The problem >> Copy out exactly the lines from the start of the data to the line containing "6. Sign and close the order basket". Include both.

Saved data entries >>
────────────────────────────────────────

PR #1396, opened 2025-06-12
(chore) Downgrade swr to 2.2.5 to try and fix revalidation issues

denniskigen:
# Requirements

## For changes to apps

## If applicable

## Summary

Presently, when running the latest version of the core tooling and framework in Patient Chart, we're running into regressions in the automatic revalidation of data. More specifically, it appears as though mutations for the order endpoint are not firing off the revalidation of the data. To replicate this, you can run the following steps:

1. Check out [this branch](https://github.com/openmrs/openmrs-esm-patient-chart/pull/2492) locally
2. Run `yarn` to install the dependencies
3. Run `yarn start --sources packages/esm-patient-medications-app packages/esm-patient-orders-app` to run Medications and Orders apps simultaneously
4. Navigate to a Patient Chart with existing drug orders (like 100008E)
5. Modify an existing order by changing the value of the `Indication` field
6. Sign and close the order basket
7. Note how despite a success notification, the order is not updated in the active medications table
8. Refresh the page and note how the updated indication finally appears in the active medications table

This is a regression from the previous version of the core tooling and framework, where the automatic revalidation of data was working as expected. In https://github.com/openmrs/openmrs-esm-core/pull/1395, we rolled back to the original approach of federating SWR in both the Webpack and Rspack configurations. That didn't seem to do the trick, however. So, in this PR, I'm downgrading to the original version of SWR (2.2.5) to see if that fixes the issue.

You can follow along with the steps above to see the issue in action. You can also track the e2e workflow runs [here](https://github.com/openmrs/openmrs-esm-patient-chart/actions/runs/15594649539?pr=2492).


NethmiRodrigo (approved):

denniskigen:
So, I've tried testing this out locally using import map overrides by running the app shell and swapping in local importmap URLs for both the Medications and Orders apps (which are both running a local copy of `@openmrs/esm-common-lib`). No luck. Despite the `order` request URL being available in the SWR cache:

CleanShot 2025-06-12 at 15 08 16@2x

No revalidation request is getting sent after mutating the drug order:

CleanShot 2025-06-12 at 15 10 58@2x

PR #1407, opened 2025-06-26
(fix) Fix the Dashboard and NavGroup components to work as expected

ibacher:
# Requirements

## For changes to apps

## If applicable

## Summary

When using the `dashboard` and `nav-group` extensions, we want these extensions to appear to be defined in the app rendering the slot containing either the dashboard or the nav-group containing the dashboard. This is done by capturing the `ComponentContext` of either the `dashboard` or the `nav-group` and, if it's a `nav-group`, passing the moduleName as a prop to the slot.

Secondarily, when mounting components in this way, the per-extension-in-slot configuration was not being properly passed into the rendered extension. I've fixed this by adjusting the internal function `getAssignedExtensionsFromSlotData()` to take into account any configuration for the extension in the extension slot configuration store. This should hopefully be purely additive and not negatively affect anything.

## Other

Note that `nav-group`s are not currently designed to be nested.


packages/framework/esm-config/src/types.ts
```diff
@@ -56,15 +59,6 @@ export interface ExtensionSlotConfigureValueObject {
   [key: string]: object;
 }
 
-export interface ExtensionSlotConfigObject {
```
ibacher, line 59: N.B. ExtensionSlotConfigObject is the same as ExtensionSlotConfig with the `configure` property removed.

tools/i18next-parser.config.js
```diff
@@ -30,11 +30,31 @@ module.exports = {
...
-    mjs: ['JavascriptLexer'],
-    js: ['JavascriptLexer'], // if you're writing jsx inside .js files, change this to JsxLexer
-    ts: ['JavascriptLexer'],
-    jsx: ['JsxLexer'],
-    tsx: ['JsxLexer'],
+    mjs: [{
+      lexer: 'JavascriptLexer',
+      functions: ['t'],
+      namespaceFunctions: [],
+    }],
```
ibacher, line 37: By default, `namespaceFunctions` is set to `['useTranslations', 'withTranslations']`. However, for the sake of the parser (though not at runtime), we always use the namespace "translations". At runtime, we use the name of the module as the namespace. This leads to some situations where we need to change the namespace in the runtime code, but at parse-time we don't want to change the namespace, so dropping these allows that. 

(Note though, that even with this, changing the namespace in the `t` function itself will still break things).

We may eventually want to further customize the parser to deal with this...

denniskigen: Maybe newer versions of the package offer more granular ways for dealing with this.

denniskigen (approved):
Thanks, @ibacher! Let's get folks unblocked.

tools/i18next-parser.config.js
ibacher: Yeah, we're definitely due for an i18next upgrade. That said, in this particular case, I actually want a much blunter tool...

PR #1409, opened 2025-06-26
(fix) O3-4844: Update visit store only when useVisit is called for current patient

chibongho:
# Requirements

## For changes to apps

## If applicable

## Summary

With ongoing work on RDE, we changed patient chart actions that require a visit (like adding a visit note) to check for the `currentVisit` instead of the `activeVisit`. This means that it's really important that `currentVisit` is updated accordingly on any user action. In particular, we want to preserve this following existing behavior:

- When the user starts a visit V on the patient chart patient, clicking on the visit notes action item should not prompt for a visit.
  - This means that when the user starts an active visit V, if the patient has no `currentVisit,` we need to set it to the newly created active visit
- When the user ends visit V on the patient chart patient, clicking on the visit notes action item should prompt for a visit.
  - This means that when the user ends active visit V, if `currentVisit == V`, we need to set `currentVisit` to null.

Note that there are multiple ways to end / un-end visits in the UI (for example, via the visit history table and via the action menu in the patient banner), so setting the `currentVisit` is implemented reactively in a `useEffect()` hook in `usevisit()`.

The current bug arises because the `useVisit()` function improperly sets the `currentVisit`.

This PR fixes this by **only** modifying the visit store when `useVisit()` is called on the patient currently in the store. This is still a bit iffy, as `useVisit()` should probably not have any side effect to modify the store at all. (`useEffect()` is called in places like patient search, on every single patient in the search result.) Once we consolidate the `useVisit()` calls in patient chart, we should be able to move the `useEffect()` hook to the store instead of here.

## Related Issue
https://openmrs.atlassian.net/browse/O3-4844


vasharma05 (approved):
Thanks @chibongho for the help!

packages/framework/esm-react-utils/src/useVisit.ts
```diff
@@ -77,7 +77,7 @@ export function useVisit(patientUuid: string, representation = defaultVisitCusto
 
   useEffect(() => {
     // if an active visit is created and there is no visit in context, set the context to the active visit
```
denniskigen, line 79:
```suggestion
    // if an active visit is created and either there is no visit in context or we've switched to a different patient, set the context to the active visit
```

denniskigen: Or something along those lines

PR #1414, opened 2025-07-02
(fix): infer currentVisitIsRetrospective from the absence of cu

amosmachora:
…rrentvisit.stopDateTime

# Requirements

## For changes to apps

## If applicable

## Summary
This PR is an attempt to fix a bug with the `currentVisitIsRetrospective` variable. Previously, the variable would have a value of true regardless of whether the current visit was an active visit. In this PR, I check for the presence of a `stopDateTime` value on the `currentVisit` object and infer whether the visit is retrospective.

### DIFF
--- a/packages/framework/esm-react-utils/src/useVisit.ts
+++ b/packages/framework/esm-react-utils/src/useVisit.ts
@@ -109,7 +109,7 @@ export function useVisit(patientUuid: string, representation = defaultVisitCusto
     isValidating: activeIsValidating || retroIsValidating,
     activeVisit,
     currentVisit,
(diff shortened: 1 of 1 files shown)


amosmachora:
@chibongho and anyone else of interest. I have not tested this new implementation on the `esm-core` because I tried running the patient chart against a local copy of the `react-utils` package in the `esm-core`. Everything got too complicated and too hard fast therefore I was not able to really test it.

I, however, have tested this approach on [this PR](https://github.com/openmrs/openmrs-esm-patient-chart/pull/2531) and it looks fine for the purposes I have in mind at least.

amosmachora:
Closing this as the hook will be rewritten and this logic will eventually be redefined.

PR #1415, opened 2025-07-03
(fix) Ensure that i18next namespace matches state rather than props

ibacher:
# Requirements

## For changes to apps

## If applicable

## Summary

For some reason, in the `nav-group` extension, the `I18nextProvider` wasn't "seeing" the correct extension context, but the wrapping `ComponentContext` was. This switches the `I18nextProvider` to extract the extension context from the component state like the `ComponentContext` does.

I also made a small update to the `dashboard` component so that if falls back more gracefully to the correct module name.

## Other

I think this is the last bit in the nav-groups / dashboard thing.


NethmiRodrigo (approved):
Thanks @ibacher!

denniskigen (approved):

────────────────────────────────────────

Reply to the task >>
PR #1396, opened 2025-06-12
(chore) Downgrade swr to 2.2.5 to try and fix revalidation issues

denniskigen:
# Requirements

## For changes to apps

## If applicable

## Summary

Presently, when running the latest version of the core tooling and framework in Patient Chart, we're running into regressions in the automatic revalidation of data. More specifically, it appears as though mutations for the order endpoint are not firing off the revalidation of the data. To replicate this, you can run the following steps:

1. Check out [this branch](https://github.com/openmrs/openmrs-esm-patient-chart/pull/2492) locally
2. Run `yarn` to install the dependencies
3. Run `yarn start --sources packages/esm-patient-medications-app packages/esm-patient-orders-app` to run Medications and Orders apps simultaneously
4. Navigate to a Patient Chart with existing drug orders (like 100008E)
5. Modify an existing order by changing the value of the `Indication` field
6. Sign and close the order basket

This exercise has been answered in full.